SafeMode for AI Tools
When developing with the AI Comms Tool (the email simulator), the launch script enforces SafeMode — a set of guardrails that prevent accidental side effects:
This means an AI agent can freely experiment with email processing logic — classifying emails, generating responses, updating claim statuses — without any risk of:
- Sending real emails to couriers
- Modifying production mailboxes
- Requiring authentication credentials
The launch script handles all of this automatically:
./scripts/launch/ai-comms-tool/ai-comms-tool-local.shIt starts infrastructure, seeds the database, syncs recent production data, enforces SafeMode, and opens the browser — one command.
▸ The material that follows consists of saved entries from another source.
PR #1461, opened 2023-04-19
auth: Create a package for handling Azure auth and subscription listing

bwateratmsft:
Eventually this package can replace the Azure Account extension

Still TODO:
- [x] Add this package to build pipelines
- [x] Support custom clouds--probably a setting in the Resources extension that overrides what is present in the `microsoft-sovereign-cloud.endpoint` setting
- [x] Support configuring tenant and cloud (https://github.com/microsoft/vscode-azure-account/issues/805)
- [x] ~~Maybe like, actually do some testing IDK~~
  > "Nah" - Nathan
- [x] Work on the readme
- [ ] Add unit tests
- [ ] Add E2E tests


.azure-pipelines/job-steps.yml
bwateratmsft, line 1: I took Kudu out and put this one in

auth/src/AzureSubscription.ts
```diff
@@ -0,0 +1,58 @@
...
+
+    /**
+     * The display name of this subscription.
+     */
+    readonly name: string;
+
+    /**
+     * The ID of this subscription.
+     */
+    readonly subscriptionId: SubscriptionId;
```
alexweininger, line 47: This property currently is only the subscription id uuid. Are we intentionally changing it to include the tenant id?

bwateratmsft: I think we should make that change only for the filter setting. I don't know for sure but I think the code here gets just the subscription ID and not the tenant ID.

bwateratmsft: Still, a comment clarifying exactly what is meant would be good.

alexweininger: I guess there's conflicting types or comments here. Since `SubscriptionId` type says it includes the tenant id

```ts
/**
 * A type representing an Azure subscription ID, in the form `${tenantId}/${subscriptionId}`.
 */
export type SubscriptionId = string;
```

bwateratmsft: Comment is just plain wrong. I've fixed it.

auth/src/VSCodeAzureSubscriptionProvider.ts
```diff
@@ -0,0 +1,241 @@
...
+    }
+
+    /**
+     * Gets a fully-configured subscription client for a given tenant ID
+     *
+     * @param tenantId The tenant ID to get a client for
+     *
+     * @returns A client, the credential used by the client, and the authentication function
+     */
+    private async getSubscriptionClient(tenantId: 'organizations' | string): Promise<{ client: SubscriptionClient, credential: TokenCredential, authentication: AzureAuthentication }> {
```
alexweininger, line 178: Is `'organizations'` representing the default tenant?

auth/src/VSCodeAzureSubscriptionProvider.ts
```diff
@@ -0,0 +1,241 @@
...
+
+    /**
+     * Gets a normalized list of scopes
+     *
+     * @param scopes An input scope string, list, or undefined
+     * @param tenantId (Optional) The tenant ID, will be added to the scopes
+     *
+     * @returns A list of scopes, with the default scope and (optionally) the tenant scope added
+     */
+    private getScopes(scopes: string | string[] | undefined, tenantId?: string): string[] {
```
alexweininger, line 216: Tenant id will either be `'organizations'` or an actual tenant id. Never undefined.

```suggestion
    private getScopes(scopes: string | string[] | undefined, tenantId: string): string[] {
```

or 

```suggestion
    private getScopes(scopes: string | string[] | undefined, tenantId: 'organizations' | string): string[] {
```

If we go with this one I suggest extracting `'organizations'` as a new type.

auth/src/VSCodeAzureSubscriptionProvider.ts
alexweininger: If so, I'm not sure having a tenant id that represents the default tenant is really needed. If I understand what the default tenant is, it's the tenant associated with the current session, whatever tenant the user used when logging in.

The default tenant id can be grabbed from the session id. Can we just use that instead of `'organizations'`?

bwateratmsft: `organizations` is the scope needed to get a list of _tenants_ that a user has access to. It can be more than one.

bwateratmsft: > The default tenant id can be grabbed from the session id

We can but didn't we want to list all subs across all tenants?

alexweininger (approved):

PR #1465, opened 2023-04-19
Fix another packaging bug

bwateratmsft:


nturinski:
Should I do the change we discussed offline instead so we don't need to add this dependency?

bwateratmsft:
> Should I do the change we discussed offline instead so we don't need to add this dependency?

Yeah, I think that's totally fine.

alexyaang (approved):

Issue #1468, opened 2023-04-20
`@microsoft/vscode-azureresources-api`, `@microsoft/vscode-azext-utils`, `@microsoft/vscode-azext-azureutils`, `@microsoft/vscode-azext-azureappservice` fail TypeScript lib check


bwateratmsft:
It doesn't prevent compiling, but these packages fail the TypeScript library check, requiring consumers to either do `"skipLibCheck": true` in the TSConfig, or adding `@azure/ms-rest-azure-env` as a dev dependency. This can be fixed by making `@azure/ms-rest-azure-env` a **peer** dependency of the following packages:

- [x] `@microsoft/vscode-azureresources-api` https://github.com/microsoft/vscode-azureresourcegroups/commit/b52f3bc0de1d881d2cd619eb2f4e13fe5eeefdd7
- [x] `@microsoft/vscode-azext-utils` https://github.com/microsoft/vscode-azuretools/pull/1469
- [x] `@microsoft/vscode-azext-azureutils` https://github.com/microsoft/vscode-azuretools/pull/1470
- [x] `@microsoft/vscode-azext-azureappservice` https://github.com/microsoft/vscode-azuretools/pull/1471

`@microsoft/vscode-azext-azureappservice` also fails due to the `KuduModels` being imported from the old `vscode-azurekudu` package. These models should just be moved up into `@microsoft/vscode-azext-azureappservice`.

- [x] `@microsoft/vscode-azext-azureappservice` https://github.com/microsoft/vscode-azuretools/pull/1471

Lastly, `@microsoft/vscode-azext-azureappservice` fails due to an `import` instead of `import type` on `@microsoft/vscode-azext-azureappsettings` in `SiteClient.ts`

- [x] `@microsoft/vscode-azext-azureappservice` https://github.com/microsoft/vscode-azuretools/pull/1471

PR #1469, opened 2023-04-20
utils: Fix dependency

bwateratmsft:
Part of https://github.com/microsoft/vscode-azuretools/issues/1468

### DIFF
--- a/utils/package.json
+++ b/utils/package.json
@@ -1,7 +1,7 @@
 {
     "name": "@microsoft/vscode-azext-utils",
     "author": "Microsoft Corporation",
-    "version": "1.2.1",
+    "version": "1.2.2",
     "description": "Common UI tools for developing Azure extensions for VS Code",
     "tags": [
         "azure",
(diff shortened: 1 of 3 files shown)


nturinski (approved):

utils/package.json
```diff
@@ -32,7 +32,7 @@
         "test": "node ./out/test/runTest.js"
     },
     "dependencies": {
-        "@microsoft/vscode-azureresources-api": "^2.0.2",
+        "@microsoft/vscode-azureresources-api": "^2.0.4",
```
bwateratmsft, line 35: Ideally we'd be using `@microsoft/vscode-azureresources-api@2.0.5` but I don't actually know how Alex releases it. However, an `npm update` will pick it up since the versions are compatible, and ultimately it doesn't actually matter because this package is declaring `@azure/ms-rest-azure-env` as a peer dependency too, so it will transit to consumers of this package.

Dev Tools & Launch Scripts
Three launch scripts cover the main development scenarios:
Daily Development Workflow
# Morning: start infrastructure (prompts for sync if stale)
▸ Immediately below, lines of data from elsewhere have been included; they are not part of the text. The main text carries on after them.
PR #1457, opened 2023-04-13
Add ADO pipelines that can be shared across all our repos

bwateratmsft:
(title)

PR #1474, opened 2023-05-09
Add reusable GitHub Actions pipeline for lint/build/test

bwateratmsft:
@alexweininger if you want to add some stuff for the test case reporting please do.

Related to #1457

### DIFF
--- a/azure-pipelines/templates/setup.yml
+++ b/azure-pipelines/templates/setup.yml
@@ -1,15 +1,15 @@
 steps:
   - task: NodeTool@0
-    displayName: "Using Node.js"
+    displayName: Using Node.js
     inputs:
-    versionSource: "fromFile"
-    versionFilePath: .nvmrc
+      versionSource: fromFile
+      versionFilePath: .nvmrc
 
   - task: Npm@1
     inputs:
       command: custom
       customCommand: ci --no-optional
-    displayName: "Install Dependencies"
+    displayName: Install Dependencies
 
   - bash: |
       /usr/bin/Xvfb :99 -screen 0 1024x768x24 > /dev/null 2>&1 &


.github/workflows/main.yml
bwateratmsft, line 1: I'd have rather put this in `github-actions/workflows/main.yml`, however, GitHub Actions cannot be reused unless they are rooted in `.github/workflows`, which is a bummer.

alexweininger:
> @alexweininger if you want to add some stuff for the test case reporting please do.

It requires npm package updates and some other changes so I'll do that in a separate PR.

bwateratmsft:
> > @alexweininger if you want to add some stuff for the test case reporting please do.
> 
> It requires npm package updates and some other changes so I'll do that in a separate PR.

Sounds good. Plus the NPM stuff would have to be in the respective `package.json` files.

.github/workflows/main.yml
```diff
@@ -0,0 +1,37 @@
+on:
+  workflow_call:
+
+jobs:
+  Build:
+    runs-on: ubuntu-latest
+    strategy:
+      matrix:
+        node-version: [16.x]
```
alexweininger, line 9: I'd like to fetch the node version from the `.nvm` file so we can update that in one place only. The setup node action has built-in support for doing that, but I'm not sure how to do that while still using the matrix.

https://github.com/actions/setup-node/blob/main/docs/advanced-usage.md#node-version-file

./scripts/launch/infrastructure-only/start.sh
# Open your IDE, debug Portal at https://localhost:7001
# Run Playwright tests after changes
cd frontend/test/Claimit.Portal.Playwright && dotnet test
# Check logs in browser
# http://localhost:9428/select/vmui
# Look up a specific claim
cd backend/Temporal/Claimit.Cli
dotnet run -- lookup DI058251104
# Simulate a Temporal workflow interactively
dotnet run -- temporal simulate 6A04083571549
# End of day: stop everything
./scripts/launch/infrastructure-only/start.sh --stopWhy This Matters
The closed-loop approach changes what AI agents can reliably do:
| Open-Loop (traditional) | Closed-Loop (this approach) |
|---|---|
| Agent writes code, human verifies | Agent writes code and verifies |
| Bugs found in PR review | Bugs found before commit |
| "It compiles" = done | Compiles + tests pass + no log errors = done |
| Agent guesses if changes work | Agent observes if changes work |
| Requires production access to debug | Everything runs locally |
The infrastructure cost is a docker compose up command and about 4 GB of RAM. The benefit is an AI agent that can work autonomously through multi-step tasks with confidence that its changes actually work — all inside a safe, disposable sandbox that mirrors production.